# When painting Candy over black base



## Ulysses 2 (Aug 3, 2003)

Im about to repaint my Caddy, Id like to go with a black base, some gold pearl and top it all with candy red. my question is will the candy need to be sprayed as carefully with the black base as it would with a silver or gold base where the candy would be the most visible color? Will tigerstripes and overlap problems be as clearly visable with a black base?


----------



## Laid Magazine (Jul 19, 2005)

You won't see the streaks as well on black but you should keep it consistant. I've sprayed many cars candy over black and the best results were from Brandywine, Red, Orientel blue and Oranic green over black.


----------



## Ulysses 2 (Aug 3, 2003)

thats just what i wanted to know, thanks, what type of pearl do i need to use? I was thinking HOK Ice pearl, but will any pearl work?


----------



## Laid Magazine (Jul 19, 2005)

If you use the HOK Ice pearl you'll see it all of the time like mini flake. Remember, the black base is not a metalic so it will not help the Ice pearl to blend in. You need to use a powder pearl like PPG or HOK. Murano pearls will work the best but they are very hard to find.


----------



## Ulysses 2 (Aug 3, 2003)

Thanks


----------



## Laid Magazine (Jul 19, 2005)

Not a lot of info but I hope it helped.


----------



## show-bound (Apr 5, 2004)

> _Originally posted by TraditionalLowriding_@Sep 27 2005, 06:46 PM~3897157
> *If you use the HOK Ice pearl you'll see it all of the time like mini flake. Remember, the black base is not a metalic so it will not help the Ice pearl to blend in. You need to use a powder pearl like PPG or HOK. Murano pearls will work the best but they are very hard to find.
> *



why is that?

who says it is sapposed to blend in...


----------



## Laid Magazine (Jul 19, 2005)

If that's the look you're going for then have at it! Candies were made to go over a metallic base coat to achieve the depth candies are known for. Spraying candy over black leaves the car looking black with a little glow of color when the suns on it. Putting Ice Pearl under the candy on a black paint job would be a little loud for my taste. But like I said, if this is what you want then have at it.

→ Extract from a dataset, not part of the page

PR #216, opened 2017-01-10
Added support for eslint cache

amilajack:


amilajack:
@mcnuttandrew accidentally added you to assignees instead of reviewers. My bad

With that said, why don't you tell him what you would do....


----------



## show-bound (Apr 5, 2004)

> _Originally posted by Ulysses 2_@Sep 27 2005, 06:13 PM~3896888
> *Im about to repaint my Caddy, Id like to go with a black base, some gold pearl and top it all with candy red. my question is will the candy need to be sprayed as carefully with the black base as it would with a silver or gold base where the candy would be the most visible color? Will tigerstripes and overlap problems be as clearly visable with a black base?
> *



going with the black base is obious that you want a dark color....

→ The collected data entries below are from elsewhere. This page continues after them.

Issue #215, opened 2017-01-10
Area Series opacity regards 0 as falsy 


roderickhsiao:
https://github.com/uber/react-vis/blob/master/src/lib/plot/series/area-series.js#L68

```js    
const opacity = this._getAttributeValue('opacity') || DEFAULT_OPACITY;
```

We are having use case that we are conditionally passing opacity 0 to hide the chart, the above code will regard zero as falsy and always fallback to `DEFAULT_OPACITY`;

Probably specifically check for Nil value?

Thanks

mcnuttandrew:
Good catch! Ill cut a new version tomorrow morning

mcnuttandrew:
Alright there's a new version up 0.8.1 which fixes this. Let me know if I can do anything else!

roderickhsiao:
Oh so fast! Just about to send a PR and you guys fix it :) thanks a lot

PR #218, opened 2017-01-10
Ensure opacity equals zero is interpreted 0 and not falsy

mcnuttandrew:
Responding to #215

### DIFF
--- a/src/example/plot/area-chart-elevated.js
+++ b/src/example/plot/area-chart-elevated.js
@@ -49,7 +49,7 @@ export default class AreaChartElevated extends React.Component {
           ]}/>
         <AreaSeries
           className="area-elevated-series-2"
-          color="12939a"
+          color="#12939a"
           data={[
             {x: 1, y: 5, y0: 6},
             {x: 2, y: 20, y0: 11},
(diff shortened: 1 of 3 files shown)


src/example/plot/area-chart-elevated.js
```diff
@@ -49,7 +49,7 @@ export default class AreaChartElevated extends React.Component {
           ]}/>
         <AreaSeries
           className="area-elevated-series-2"
-          color="12939a"
+          color="#12939a"
```
mcnuttandrew: this isn't connected to this task, it's an ancillary typo

src/lib/plot/series/area-series.js
```diff
@@ -65,7 +65,8 @@ class AreaSeries extends AbstractSeries {
       this._getAttributeValue('color');
     const fill = this._getAttributeValue('fill') ||
       this._getAttributeValue('color');
-    const opacity = this._getAttributeValue('opacity') || DEFAULT_OPACITY;
+    const givenOpacity = this._getAttributeValue('opacity');
+    const opacity = !isNaN(givenOpacity) ? givenOpacity : DEFAULT_OPACITY;
```
chrisirhc: `isNaN` has some quirks with coercion and its behavior is quite confusing (see how it handles true/false/undefined). How about using `Number.isFinite`? This also avoids the double negation here.

Refs:
https://developer.mozilla.org/en-US/docs/Web/JavaScript/Reference/Global_Objects/Number/isFinite
https://developer.mozilla.org/en-US/docs/Web/JavaScript/Reference/Global_Objects/Number/isNaN

PR #220, opened 2017-01-10
Updated react, babel, eslint deps, fixed linter errors

amilajack:
How would I go about manually testing this? Is there any kind of screenshot testing solution?


src/example/main.js
```diff
@@ -283,6 +283,8 @@ const examples = (
 // Cannot render to body anymore: react is throwing warnings.
```
ibgreen: You could make it more clear in the comments that this is needed to support React 14 (I assume that is the reason we do this).

amilajack:
@ibgreen Updated the comments about the `React.render` deprecation to reflect your comments. Thanks!

Issue #555, opened 2017-08-16
The link to source code for the Candlestick example is broken


arkadyan:
On the [Candlestick example page](http://uber.github.io/react-vis/#/examples/charts/candlestick) the source code link is broken. It currently points to `https://github.com/uber/react-vis/blob/master/examples/candlestick/candlestick.js`, but the correct address is `https://github.com/uber/react-vis/blob/master/showcase/examples/candlestick/candlestick.js`.

PR #556, opened 2017-08-16
Fix the Candlestick example source code link

arkadyan:
Fixes https://github.com/uber/react-vis/issues/555


mcnuttandrew:
Thanks!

black base with gold pearl midcoat then topped with kandy is just like using a dark gold base.

depending on the amount of gold pearl used will determin how vibrant the color will be ex..apple red: brandy wine color.

regardless of base you should also spray evenly, to answer your question is harder to f-up a dark base kandy..or i should say imperfections are less visable...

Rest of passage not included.